WHAT THE TASK REQUIRES —
Using the records below, transcribe word for word the stretch from the line that contains "### Contour Terminal version" through the line that contains "Geometry and clip", both end lines included, and nothing else.

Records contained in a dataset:
PR #2041, opened 2026-08-04
Fix mangled text rendering in split panes

### LINKED ISSUE #2040: Some render issues
### Contour Terminal version

0.7.0-master-b20087bc

### Installer source

GitHub: Source code

### Operating System

Windows

### Architecture

x86-64 / amd64

### Shell

None

### GPU & Renderer

_No response_

### Other Software

_No response_

### Steps to reproduce

When we have multiple panes and resize window, the text in the left panel is getting weirdly rendered:

Image

Image

### Expected Behavior

Font rendering is the same on left and right 

### Actual Behavior

the left panel font rendering is broken

### Configuration excerpt

```yaml

```

### Additional notes

_No response_

christianparpart:
With two split panes open, resizing the window left one pane's text visibly damaged: stems losing their bright column for a scanline or two while neighbouring glyphs in the same row and the same frame were untouched (#2040). The reporter's description — "attenuated, not deleted", the glyph's mask intact but its weight wrong — turned out to be exactly right, and is what finally identified the mechanism.

## Root cause

`PaneNode.qml` sized a split child as `SplitView.view.width * ratio`, **unrounded**. The first pane therefore got a fractional width and the second a fractional **origin**.

That origin reaches the renderer by two paths that round **differently**:

- the vertex transform composes it *unrounded* — `TerminalRenderNode::prepare()` → `composeItemToClip()`
- the scissor *rounds* it — `qRound(originScene.x() * dpr)`, in the same function

Geometry and clip then disagree by up to half a pixel. Because the glyph atlas is sampled with `QRhiSampler::Nearest`, the sample points land on texel *boundaries* rather than texel centres, and a stem drops its bright column for a scanline or two. Which glyphs are hit depends on where each one falls relative to that half-pixel disagreement — which is why the damage never looked like a whole-pane transform error, and why two of three *identical* `l` glyphs could be damaged while the middle one was perfect.

**The fix** snaps the split child so the pane boundary lands on a whole **device** pixel. Snapping in logical coordinates is not enough at a fractional DPR: the hardware pixel is the quantity both paths agree about. The rule is extracted to `contour::geometry::snapPaneExtentToDevicePixels()` so it is unit-testable without QML; the QML binding computes it inline because a property binding cannot call a free C++ function, and the header says so.

## Verification

A two-pane split was dragged continuously across the 986–1010px band while a background runspace captured the **composited** window. Contour's own readback cannot show this class of defect: `scheduleScreenshot()` replays draws into an item-sized *offscreen* target where `offscreen=true` skips the window-space node clip entirely — 546 in-process frames were byte-identical while the artifact was plainly visible on screen.

Grouping captures by separator position (so pane geometry is fixed within each group):

| | before | after |
|---|---|---|
| Corrupted frames | ~50% at **every** separator position | **0 / 1166** |
| Per-stem ink | `[2043, 2656, 2043]` — two of three identical `l` glyphs losing 23% | uniform |

## Also in this PR

Independent defects found while investigating. **None of them is the artifact** — it reproduced with all of them already applied — but each is real:

- **Four discarded DirectWrite `HRESULT`s** (`rasterize()`). Two are worse than bad pixels: `CreateGlyphRunAnalysis()` leaves the `ComPtr` **null** and the next line dereferences it, in both the monochrome and colour paths. `GetAlphaTextureBounds()` leaves a zero `RECT` that yields a 0×0 bitmap indistinguishable from an empty glyph. `MoveNext()` leaves `haveRun` **uninitialized**, so the enumeration loop branches on indeterminate memory. Plus `factory2` and `glyphRunEnumerator` were raw interfaces **leaked once per glyph rasterization**.
- **GUI debug logging was silently discarded.** `contour terminal debug <tags>` produced *no* output for *any* tag: `logstore::sink::console()` is constructed **disabled**, and `configure()` only enables categories. `log`/`log-file` avoid this via `installLogging()` → `scoped_output`, but `terminal` declared only `debug`, so that path was unreachable. On Windows shell redirection is not a workaround either — `tryAttachConsole()` `freopen`s stderr onto `CONOUT$`, replacing a `2>` redirect before the first line is written. `terminal` now accepts `log-file`.
- **Four rendering invariant probes** (`vt.rasterizer.tilebounds`, `gui.display.geometry`, `gui.display.sampling`, `gui.display.clip`), off by default and silent unless an invariant breaks. Each was validated by feeding it a deliberate fault and confirming it fires — a probe that reads clean is only evidence if it is known to be *capable* of reporting.
- **`devicePixelScaleError()`** plus six unit tests, pinning the 1:1 device-pixel mapping the Nearest-sampled atlas depends on.

## Hypotheses investigated and disproven

Recorded so they are not re-tread; each was excluded with a self-tested probe, not deprioritised:

- **`yOverflow`'s dead crop** in `TextRenderer.cpp` — computed and only ever logged. Acting on it **breaks** rendering: `position.y` is already baseline-relative (FreeType `bitmap_top`), so an ordinary `A` measures `yOverflow = 7`. The expression itself is wrong, which is likely why it was never wired up.
- **`text::scale()`'s box filter** — ink is conserved to within one unit, including the edge-overrun case.
- **Atlas tile bleed, item→clip scale, quad/texel sampling ratio, scissor coverage** — all measured clean across a full repro by probes verified to fire.
- **The glyph rasters** — ASCII glyphs are direct-mapped, rasterized *once* at startup and never re-rasterized during a resize.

OUTPUT FOR THIS EXERCISE —
### Contour Terminal version

0.7.0-master-b20087bc

### Installer source

GitHub: Source code

### Operating System

Windows

### Architecture

x86-64 / amd64

### Shell

None

### GPU & Renderer

_No response_

### Other Software

_No response_

### Steps to reproduce

When we have multiple panes and resize window, the text in the left panel is getting weirdly rendered:

Image

Image

### Expected Behavior

Font rendering is the same on left and right 

### Actual Behavior

the left panel font rendering is broken

### Configuration excerpt

```yaml

```

### Additional notes

_No response_

christianparpart:
With two split panes open, resizing the window left one pane's text visibly damaged: stems losing their bright column for a scanline or two while neighbouring glyphs in the same row and the same frame were untouched (#2040). The reporter's description — "attenuated, not deleted", the glyph's mask intact but its weight wrong — turned out to be exactly right, and is what finally identified the mechanism.

## Root cause

`PaneNode.qml` sized a split child as `SplitView.view.width * ratio`, **unrounded**. The first pane therefore got a fractional width and the second a fractional **origin**.

That origin reaches the renderer by two paths that round **differently**:

- the vertex transform composes it *unrounded* — `TerminalRenderNode::prepare()` → `composeItemToClip()`
- the scissor *rounds* it — `qRound(originScene.x() * dpr)`, in the same function

Geometry and clip then disagree by up to half a pixel. Because the glyph atlas is sampled with `QRhiSampler::Nearest`, the sample points land on texel *boundaries* rather than texel centres, and a stem drops its bright column for a scanline or two. Which glyphs are hit depends on where each one falls relative to that half-pixel disagreement — which is why the damage never looked like a whole-pane transform error, and why two of three *identical* `l` glyphs could be damaged while the middle one was perfect.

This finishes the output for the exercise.